I haven't been able to stop thinking about it. And I kind of wanted to go see it for myself. But before I could, I talked to someone just as obsessed as I was, who made her own kind of pilgrimage.

110.107 - 136.877 Beatie Wolfe

When you read about something like the horn antenna, you think you're going to show up and there'll be security. And you don't imagine you just drive up and there it is, this incredible, gigantic sort of ear trumpet, open and free to anyone that wants to go and have a look. And when you say, okay, this picked up... The birth of the universe.

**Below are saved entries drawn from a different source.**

PR #195, opened 2018-09-24
Implement count() method for Iterator

belochub:


lib/iterator.js
```diff
@@ -22,6 +22,14 @@ class Iterator {
     return this.base.next();
   }
 
+  size() {
```
nechaido: I'd prefer to name it `amount` or `count`.

nechaido: Maybe even `leftUnconsumed`.

test/iterator.js
```diff
@@ -29,6 +29,21 @@ metatests.test('Iterator is Iterable', test => {
   test.end();
 });
 
+metatests.test('Iterator.size', test => {
+  const iterator = iter(array);
+
+  test.strictSame(iterator.size(), array.length);
```
nechaido: I'd prefer: `iter(array).size()`.

test/iterator.js
```diff
@@ -29,6 +29,21 @@ metatests.test('Iterator is Iterable', test => {
...
+  test.end();
+});
+
+metatests.test('Iterator.size on consumed iterator', test => {
+  const iterator = iter(array);
+  iterator.skip(array.length);
+
+  test.strictSame(iterator.size(), 0);
```
nechaido: I'd prefer: `iter(array).skip(array.length).size()`.

belochub:
Landed in https://github.com/metarhia/common/commit/1c683b2e1723e1c3a64563f64b4a51aa2853da45.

Yeah, well, you believe it.

137.258 - 143.748 Beatie Wolfe

It has that kind of presence to it. How are there not lines of people wanting to see it?

144.369 - 148.776 Noam Hassenfeld

B.D. Wolfe is a composer and a kind of artist, jack of all trades.

149.317 - 156.128 Beatie Wolfe

I typically work across science and design and health and technology and the environment.

Chapter 2: How did Beatie Wolfe and Brian Eno transmit music into space?

300.693 - 313.116 Noam Hassenfeld

still strong enough to hear in orbit if you had an antenna to pick it up. But by the time the signal got to the moon, it was completely enveloped by the sound of the cosmic microwave background.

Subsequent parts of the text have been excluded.